*TASK STATEMENT*
Look through the records, and wherever the string "command" turns up, copy out that line.

*EXTRACTED DATA*
PR #677, opened 2026-03-11
fix(cli): use ASCII box characters on Windows to fix misaligned help output

### LINKED ISSUE #537: Misaligned borders when using Metacall CLI help command on Windows
## When using the help command in the MetaCall CLI on Windows, the borders of the help output are misaligned, making it difficult to read and follow. However, the borders are properly aligned and appear well-formatted on Linux and macOS.

Steps to Reproduce:

(1). Open the `MetaCall CLI` on a Windows machine, go to terminal and write `metacall` it will open the CLI in the terminal.
(2). Run the `help` command.
(3). Observe that the borders are misaligned, making the output harder to read.

Expected Behavior: The borders in the help output should be properly aligned and consistent, similar to how they appear on Linux and macOS platforms.

Terminal Screenshot on windows:
 
Screenshot 2024-12-06 075822

devs6186:
# Description

Fixes #537

> **AI assistance disclosure**: This fix was developed with AI assistance (Claude) and reviewed, tested, and submitted by @devs6186.

The `help` command in `metacallcli` outputs a bordered table using Unicode box-drawing characters. On Windows the default console code page cannot render those characters, causing misaligned and unreadable output.

## Type of change

## Problem

Every border line in the CLI help output is drawn with Unicode characters such as `┌`, `─`, `│`, `└`, `┘`. On Windows consoles running code pages 850 or 1252 these code points are either replaced with question marks or occupy a different visual width than expected, breaking the alignment of every row in the help table.

## Root Cause

The strings were hardcoded as UTF-8 byte sequences directly in the source. On Linux and macOS terminals the locale and font render them as single-width characters, so alignment holds. On Windows the default console does not interpret the UTF-8 sequences the same way, so character widths are inconsistent.

## Solution

Introduce seven `CLI_BOX_*` macros before the help function. On Windows (any of `_WIN32`, `_WIN64`, `WIN32`, `WIN64`) the macros expand to ASCII equivalents (`+`, `-`, `|`). On all other platforms they expand to the original Unicode characters. Replace every hardcoded border string in `help()` with the corresponding macro. No logic changes, only the character set used for rendering.

## Changes Made

**`source/cli/plugins/cli_core_plugin/source/cli_core_plugin.cpp`**
- Added `CLI_BOX_TL`, `CLI_BOX_TR`, `CLI_BOX_BL`, `CLI_BOX_BR`, `CLI_BOX_H`, `CLI_BOX_V`, `CLI_BOX_VR` macros with platform detection.
- Replaced all hardcoded Unicode border strings in the `help()` function with the new macros.

## Testing

On Linux: output is visually identical to before — Unicode characters still used. On Windows: borders render as `+---...---+` and `|` which aligns correctly regardless of code page setting.

## Edge Cases

- Only box-drawing characters are replaced; all content text inside the borders is unchanged.
- No behaviour change on macOS or Linux.
- The horizontal bar macro matches the original Unicode string length in visible columns so all content rows remain correctly padded.

### DIFF
--- a/source/cli/plugins/cli_core_plugin/source/cli_core_plugin.cpp
+++ b/source/cli/plugins/cli_core_plugin/source/cli_core_plugin.cpp
@@ -32,6 +32,25 @@
 #include <unordered_map>
 #include <vector>
 
+#if defined(_WIN32) || defined(_WIN64) || defined(WIN32) || defined(WIN64)
+/* Use ASCII borders on Windows so help output aligns correctly in console */
+#define CLI_BOX_TL "\t+"
+#define CLI_BOX_TR "+"
+#define CLI_BOX_BL "\t+"
+#define CLI_BOX_BR "+"
+#define CLI_BOX_H  "--------------------------------------------------------------------------------------------"
+#define CLI_BOX_V "\t|"
+#define CLI_BOX_VR "|"
+#else
+#define CLI_BOX_TL "\t┌"
+#define CLI_BOX_TR "┐"
+#define CLI_BOX_BL "\t└"
+#define CLI_BOX_BR "┘"
+#define CLI_BOX_H  "────────────────────────────────────────────────────────────────────────────────────────"
+#define CLI_BOX_V "\t│"
+#define CLI_BOX_VR "│"
+#endif
+
 /* Error messages */
 #define LOAD_ERROR		"Failed to load a script"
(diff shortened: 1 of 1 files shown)


viferga:
I added your code without the defines: https://github.com/metacall/core/commit/7ee09f1df3f0b036e8216653d25176d18fa4d30c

*ANSWER AREA*
### LINKED ISSUE #537: Misaligned borders when using Metacall CLI help command on Windows
## When using the help command in the MetaCall CLI on Windows, the borders of the help output are misaligned, making it difficult to read and follow. However, the borders are properly aligned and appear well-formatted on Linux and macOS.
(2). Run the `help` command.
The `help` command in `metacallcli` outputs a bordered table using Unicode box-drawing characters. On Windows the default console code page cannot render those characters, causing misaligned and unreadable output.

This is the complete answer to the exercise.